The thing is, it is also true that one of the hallmarks of social privilege is that you are unable to see how you are affected by it, or how the corresponding disprivileged group or groups lack the advantages you take for granted. Very often, I have seen, for instance, a white person arguing with a person of colour, or a man arguing with a woman, where the latter tells the former that they are failing to comprehend the issue and suggests that this might be because their privilege blinds them to the problem, and then the former gets upset and accuses the latter of trying to “silence” them with their shibboleth of “privilege”. The two recent essays which sparked this piece are yet another example of this, of this silencing with accusations of silencing.
I appreciate that, when one is in the midst of some argument or another, it can be difficult to see the difference between someone telling you that you that you are failing to see their point because of your privilege, and someone telling you that you are not a valuable person, or generally not worth listening to at all, because of your privilege.
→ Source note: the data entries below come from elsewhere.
PR #2546, opened 2026-07-03
Fix 2/ghsa hjmm hr52 vrp2

PawelPeczek-Roboflow:
## What does this PR do?

Fix SSRF in URL image loading (GHSA-hjmm-hr52-vrp2)

Summary

Image loading from caller-supplied URLs validated only the hostname string — it never resolved the host and rejected non-global targets, and it followed redirects without re-validating each hop. An attacker could therefore make the server (or SDK) fetch internal resources: cloud metadata (169.254.169.254), loopback services (127.0.0.1:9001), and private/link-local/CGNAT/ULA hosts — directly, via a hostname that resolves to a private IP, via a redirect, or via DNS rebinding (resolve public for the check, private for the connection).

This PR adds resolved-IP validation, connection pinning to the validated IP, and per-hop redirect re-validation, on both the server (requests) and SDK (requests + aiohttp) paths. All new behaviour is off by default and gated behind env flags to stay non-breaking; the secure defaults are scheduled to flip in Q4 2026 (surfaced via deprecation warnings today).

Steps taken

New env flags (inference/core/env.py, mirrored in inference_sdk/config.py):
- VALIDATE_IMAGE_URL_REDIRECTS (default False → True Q4 2026) — follow redirects one hop at a time, re-validating each hop.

But there IS a difference, and dismissing the entire concept of privilege because you’re fearful you might be dismissed on crabs-in-a-barrel terms (or, especially, if you understand the difference and are simply resentful) is deeply divisive, because – since to speak from a place of privilege is to speak from a place of power – to do so is to thereby dismiss the perspectives of those challenging your viewpoints. THAT is divisive, THAT is what is destroying solidarity, and THAT needs to stop RIGHT FUCKING NOW.
* Presumably there are similar experiences from white comrades about POC issues, etc., but I’m speaking from my own perspective here.
Deluded. The central assumption that the privileged dont know they are privileged is false. Of course they do. Look at the Bullingdon Club. Not only are they privileged they make a point of elabourate theatrical displays of their privilege. Simply pointing out people have power changes nothing. They already know. And telling someone they are rude or a bore is not silencing. This is a meaningless concept in the era when you can fill the internet with as much bull as you like. No one’s suing you for libel or removing your drivel from the internet, or burning your books. You dont even need to go through an editor anumore to fill the world with vapid waffle. Yet you’re still being “silenced”. I think honeatly some of you just didnt live before the internet and dont know what silence is.
The Internet isn’t enough. Unail every mainstream media channel, nightly news programs, major newspapers start treating right wing ideas and policies with the same level of respect and seriousness they do left wing ideas.. we are silenced.